I will find a decent 110-to-230V power transformer, but does anyone else have any insight or thoughts on this issue?


----------



## Budda (May 29, 2007)

Most electronics meant for american distribution will differ from their euro counterparts.

If the stepdown doesnt bug you, it is your best bet. If it does, time to find one originally sold on this continent.


----------



## Granny Gremlin (Jun 3, 2016)

A good step down transformer (can handle the current of the amp) = $50. A new PT so you don't have to carry that step down around with you = $100. New PT is better but costs more.


----------



## LexxM3 (Oct 12, 2009)

Granny Gremlin said:


> A good step down transformer (can handle the current of the amp) = $50. A new PT so you don't have to carry that step down around with you = $100. New PT is better but costs more.


I thinks it is technically a step up transformer: 110V mains out to 230V amp power in. Any suggestions for what a “good one” is and where to find one such good one?

I don’t think I want to modify the amp. While they do sound fantastic, they are a bit of a collector thing which means I probably shouldn’t screw with it.


----------



## dtsaudio (Apr 15, 2009)

Have you opened it up? Chances are it is a universal transformer, and you just have move a jumper or two.


----------



## LexxM3 (Oct 12, 2009)

dtsaudio said:


> Have you opened it up? Chances are it is a universal transformer, and you just have move a jumper or two.


Hm, interesting. Will have a look. Wonder if there is a schematic anywhere ...


----------



## knight_yyz (Mar 14, 2015)

Does the converter change the cycle rate as well? We use 220 @ 60Hz they use 230 @50hz


----------



## LexxM3 (Oct 12, 2009)

knight_yyz said:


> Does the converter change the cycle rate as well? We use 220 @ 60Hz they use 230 @50hz


I am sure cycle-changing power converters exist, but that’s a far more sophisticated (ie expensive) circuit than just a straight transformer.

There are 3 functions on the secondary side of the power transformer in the amp: a) full-bridge rectification from AC into DC, b) direct AC tube heaters supply, and c) power light. None of these functions should be affected adversely by the cycle rate. In fact, 60Hz likely results in cleaner DC than 50Hz in the same rectification circuit.

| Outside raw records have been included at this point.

PR #3327, opened 2020-05-06
Remove "Home" label from login page

### LINKED ISSUE #2051: Remove "Home" label on the top bar when not signed into Sandstorm
Context:
- Right now, the home page of every Sandstorm install shows the "top bar", which has two items in it - "Home" and "Sandstorm" - but clicking either of them doesn't really do anything.
- See e.g. https://rose.sandcats.io/ for a non-splash-page example.
- See e.g. https://oasis.sandstorm.io/ for a splash-page-ful example.

Therefore, @paulproteus plans to submit a PR removing the top bar from being visible on the homepage. As this isn't something I'm going to do this _second_, discussion is very welcome.

ocdtrekkie:
Fixes #2051 

Absolutely no testing has been done. But it's a language file only change. Basically, the label "Home" is solely displayed on the log in screen, where it does nothing and serves no informative purpose. I don't really see a good reason to invent a more complicated solution here.

Current:
image
Expected result (via Firefox dev console hacking):
image

I'm a little surprised the little divider also seems to go away (CSS is a mysterious beast), but I think it looks pretty clean that way.

### DIFF
--- a/shell/i18n/en.i18n.json
+++ b/shell/i18n/en.i18n.json
@@ -40,9 +40,6 @@
       "title": "Not Found",
       "text": "404 Not Found :("
     },
-    "root": {
-      "title": ""
-    },
     "grainLogContents": {
       "prefix": "..."
     },
--- a/shell/i18n/en.i18n.json
+++ b/shell/i18n/en.i18n.json
@@ -41,7 +41,7 @@
       "text": "404 Not Found :("
     },
     "root": {
-      "title": "Home"
+      "title": ""
     },
     "grainLogContents": {
       "prefix": "..."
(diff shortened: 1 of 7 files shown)


zenhack:
I think we should be able to just delete this:

https://github.com/sandstorm-io/sandstorm/blob/649c60718795d98af2474fb6421aeb7eda0a08d4/shell/imports/client/shell.html#L213

...and then remove those "root" sections from the localization files entirely.

ocdtrekkie:
I was trying to think if there was any particular reason one might want to leave it there, or handle it differently in a localization, but I can't really think of one. And the idea of deleting a whole *section* of localization is appealing.

ocdtrekkie:
Done.

PR #3344, opened 2020-05-22
Port some of the identicon stuff over to typescript.

zenhack:
Just identicon.js for now, the rest will come in future commits.

This was mostly just a matter of adding annotations in the right places,
but I also had to rename a local variable s (to `sat`), because it was
being re-assigned to a value of a different type (number to number[]).
There should be no functional impact.

The identicon module is interesting mostly because it is the only
dependency of sandstorm-db/db.js. The db stuff will require more
refactoring to get to a place where typescript will be happy with it,
but it will also have much bigger payoffs.

### DIFF
--- a/shell/imports/sandstorm-identicons/identicon.ts
+++ b/shell/imports/sandstorm-identicons/identicon.ts
@@ -9,10 +9,15 @@
  */
 
 // Trivially modified for Meteor context by Kenton Varda.
-// Later modified to produce an SVG rather than a PNG.
+// Later modified to produce an SVG rather than a PNG, and
+// to convert it to type script.
 
 class Identicon {
-  constructor(hash, size, margin) {
+  private hash: string;
+  private size: number;
+  private margin: number;
+
+  constructor(hash: string, size?: number, margin?: number) {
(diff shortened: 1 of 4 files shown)


shell/imports/sandstorm-identicons/identicon.ts
```diff
@@ -54,14 +59,14 @@ class Identicon {
...
     rectangles.push(`<rect x="${x}" y="${y}" width="${w}" height="${h}"/>`);
   }
 
   // adapted from: https://gist.github.com/aemkei/1325937
-  hsl2rgb(h, s, b) {
+  hsl2rgb(h: number, s: number, b: number) {
     h *= 6;
-    s = [
+    const sat = [
       b += s *= b < .5 ? b : 1 - b,
```
zarvox, line 70: I can't help but find these multiple operator-assignments on a single line terrifying

(no change needed, but yikes, would be nice if this wasn't quite so opaque)

zenhack: Yeah, I have no idea what's going on here :/

PR #71, opened 2022-02-18
a message that will be public

### LINKED ISSUE #66: Provide facility to manage multiple forks of the same upstream repository
It is expected that in a single organization, we would have more than one individual contributors to the same upstream repository.  

Example: Linda in Lisbon, Dave in Dublin, and Taro in Tokyo have all forked Node.JS and independently have worked on patches to contribute. GitProxy should recognize that these 3 upstreams have a common ancestor and allow to manage the approvals and audit of these together. 

The most straight-forward implementation approach is to be able to manually link multiple proxy-repos as a group. 

As a separate service, we can have repo-similarity detection service, looking for common branches, containing identical commit chains greater than a size-threshold. It is an open problem how to distinguish legit forks (i.e. OpenSSL vs. BoringSSL)

grovesy:
maoo, this is a test 

closes #66

### DIFF
--- a/test/1.js
+++ b/test/1.js
@@ -3,6 +3,7 @@ const chai = require('chai');
 const chaiHttp = require('chai-http');
 const service = require('../src/service');
 
+
 chai.use(chaiHttp);
 chai.should();
 


grovesy:
closing test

There are designs where 50Hz vs 60Hz would matter, but I don’t think a modern solid-state, full bridge-rectified design with sufficient filtering for 50Hz already in place would be one of those.


----------



## dtsaudio (Apr 15, 2009)

The line frequency won't matter.


----------



## BSTheTech (Sep 30, 2015)

Take your lumps, eat the postage, and sell it back to Europe.


----------



## jb welder (Sep 14, 2010)

As far as the frequency question, stuff built for 50Hz will run a bit cooler on 60Hz, but the opposite can sometimes be a problem. So stuff built for 60Hz can sometimes have overheating issues running on 50Hz.
So like Dan said, should not be an issue in this case.


----------



## LexxM3 (Oct 12, 2009)

Step up transformers are surprisingly difficult to find in a brick and mortar store around here (step down is easier). Picked one up today from Sayal (a semi-legit and meta-serious electronics store chain) and the stupid thing is defective and blowing fuses even with nothing plugged in. And the frustrating part is that it was clearly sold as defective since when I started looking for spare fuses in its box, I found a stash of already-blown fuses there! And the shop is now closed until Mon, so no euro-powered amp for me this weekend :-(.


----------



## BSTheTech (Sep 30, 2015)

Can’t you just unplug your dryer and run it direct?


----------



## LexxM3 (Oct 12, 2009)

BSTheTech said:


> Can’t you just unplug your dryer and run it direct?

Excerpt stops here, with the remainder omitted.